I didn't think I was implying anything. It was rather direct. So he has the silicon as well?


----------



## TSOJOURNER (Dec 16, 1999)

Indeed: yes, and yes (he is definitely the one everyone wants to see in a thong, not me).

Surfesq: I am sure that given your desire to always push yourself and your boat, you can write us a fun story/lesson for this thread. Your comments although entertaining are largely off-topic.

*Things I have learned:*

1. You may need to swashbuckle and severely wound Surfesq to get him to reply to the posted topic and not simply make irrelevant personal comments in order to provoke other members.

2. Stay away from the large crabs in the underground parking, they are vicious (although not as pesky as Surfesq)!


----------



## sailortjk1 (Dec 20, 2005)

What an intersting thread, Seems that the Lady Pirate is learning a lot.

Lesson Learned the Hard Way:
I remember when I was new to sailing (Its difficult to remember) and every body told me lesson NO.1 never let go of your halyard or you will loose it up the mast. Not that I didn't believe them, but I just had to learn for myself. So one night I decide to take a girl out for a sail and really impress her, what do I do? I let the halyard slip from my hand and watch helpless as it climbs to the top. 

This is a good topic, we need more responses to the actual question that was asked.


----------



## Faster (Sep 13, 2005)

sailortjk1 - did you also learn how (and when & where) to tie a figure 8 knot?


----------



## infonote (Jun 27, 2006)

When i entered my first race (dinghy), they tell me, do not pass between those 2 buoys. What do i do, i pass.

Between the 2 buoys is a rope. What happened next was that i capsized, before the race even started.


----------



## TSOJOURNER (Dec 16, 1999)

PBooty: It's feeling a lot like you have a crush on me. You know like in second grade when you punched the boy sitting next to you in the arm and did not know why.


----------



## TSOJOURNER (Dec 16, 1999)

*Beware of Blokes!*

Surfesq, you really flatter yourself.

*Ahem! Back to THE TOPIC!!!*

_Lesson Learned:_

1. Do not rant and rave or Surfesq will convince himself that you like him.

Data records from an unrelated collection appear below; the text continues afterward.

PR #173, opened 2026-04-12
Implement Chapel Maid location

### LINKED ISSUE #125: Implement Chapel Maid location
The Chapel Maid appears in several places, but the one who gives the Maiden's Soul is in Bonetown and controlled by an FSM on the Churchkeeper object.

thomaslunn:
Adds Chapel Maid location, with Act 3 replacement shiny.

Resolves #125.


ItemChanger.Silksong/Locations/ChapelMaidLocation.cs
```diff
@@ -0,0 +1,34 @@
...
+        FsmState snareConvoDialogState = fsm.MustGetState("Snare Soul Dlg");
+        snareConvoDialogState.RemoveActionsOfType<CollectableItemGetDataV2>();
+        snareConvoDialogState.InsertMethod(0, () =>
+        {
+            fsm.SetFsmBoolIfExists("Has Any", Placement!.AllObtained());
+        });
+
+        FsmState giveSoulState = fsm.MustGetState("Give Soul");
+        giveSoulState.RemoveActionsOfType<SavedItemGetV2>();
+        giveSoulState.InsertMethod(3, GiveAll);
```
flibber-hk:
```suggestion
        giveSoulState.InsertLambdaMethod(3, GiveAll);
```

There's a 50% chance my reading of github has led to this not being correct so please do test to make sure this doesn't break anything...

The rationale for this change is that by using the Action\<Action\> version of Insert\*Method, you don't leave the giveSoulState until after GiveAll completes. This doesn't matter now, but would matter if a big item popup were placed at this location. (You probably can't properly test the big item popups now, but when this and/or #192 are on the same branch you could try placing a few big item popups at chapel maid).

I haven't looked at the chapel maid FSM so I don't know if this is needed

flibber-hk: (I haven’t looked for this in any other prs of this type by the way, I checked this one because I was looking for an example and this seemed likely to have the issue)

thomaslunn: Thanks for the heads up, I wasn't aware of the difference between InsertMethod and InsertLambdaMethod - I think most of my more recent PRs are on InsertLambdaMethod already, but I'll give them all another look.

flibber-hk: Ah to be clear it’s not that InsertLambdaMethod is better or worse than InsertMethod but more that GiveAll(Action) is (probably) better than GiveAll() in this situation

homothetyhk:
In pre-act 3, it seems like the churchkeeper GO is destroyed when entering the room from any transition (only appears for me when loading in to respawn). I wasn't able to turn up the cause with a brief search, but I wonder if it is connected to the eventing that is supposed to move the churchkeeper to Tut_03? In any case, the location should make it so that the churchkeeper is always present in bonetown, outside of blackThreadWorld/soulSnareReady.

thomaslunn:
Thanks for the feedback - I had a quick look too and couldn't find the cause either. I'll take a deeper dive into it later, I'm somewhat busy with other things at the moment so it might take a while 🙂

dplochcoder:
> In pre-act 3, it seems like the churchkeeper GO is destroyed when entering the room from any transition (only appears for me when loading in to respawn). I wasn't able to turn up the cause with a brief search, but I wonder if it is connected to the eventing that is supposed to move the churchkeeper to Tut_03? In any case, the location should make it so that the churchkeeper is always present in bonetown, outside of blackThreadWorld/soulSnareReady.

Can you reproduce this?  She doesn't disappear for me at all.

There is an FSM on the Churchkeeper Intro Scene parent object which deactivates her when Widow is defeated, but I expect that's accounted for and you mentioned 'destroyed' instead of de-activated.

homothetyhk:
Yes, it still reproduces for me on thomaslunn:chapel-maid. The entire Churchkeeper Intro Scene object is missing/destroyed from UnityExplorer when entering the scene by means other than respawn, while running the "Chapel Maid Location" test. I remember seeing a message like \<this object has been destroyed\> in UE when reentering when I tested before, but somehow I don't see it now. Either way, it's definitely not a case of deactivating/deparenting.

dplochcoder:
> Yes, it still reproduces for me on thomaslunn:chapel-maid. The entire Churchkeeper Intro Scene object is missing/destroyed from UnityExplorer when entering the scene by means other than respawn, while running the "Chapel Maid Location" test. I remember seeing a message like <this object has been destroyed> in UE when reentering when I tested before, but somehow I don't see it now. Either way, it's definitely not a case of deactivating/deparenting.

https://github.com/homothetyhk/Silksong.Benchwarp/blob/dbf8f853a87d6dedbe9cd5d5818254c8785218f0/Benchwarp/Data/BaseGateList.cs#L799

homothetyhk:
Ah, I see, I probably should have guessed that the obstacle handler was the culprit. I'll look into fixing it--probably the change should be on the BW side to reduce the effect when using the no-save handler. Thanks for looking into this!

2. I had flown a bunch of scarves from the back deck of my boat so that my friends would be able to spot my new house among the many boats in my area. One of my dock neighbors recomended I take them down since it is unwise to advertise that you are a single woman living alone in a boat without much between you and the many homeless and odd characters in the marina (as that bunch of scarves would suggest).

As you can see, with people like Surfesq around, a Lady Pirate must be aware at all times!

Does any one know of gun safety classes in the LA area?


----------



## TSOJOURNER (Dec 16, 1999)

You seem to spend a lot of time talking about me...I think what she was really saying was that you were trashing up the marina by hanging your laundry out to dry.


----------



## TSOJOURNER (Dec 16, 1999)

You seem to be spending a lot of time on my thread not replying about the actual topic...

Has any one used this spray can thingy with a long slender nozzle that has stuff in it that kills termites - a few people have told me that this is an effective way to spot treat and kill the termites if they have not taken over the whole ship? And do you know where I can buy this stuff?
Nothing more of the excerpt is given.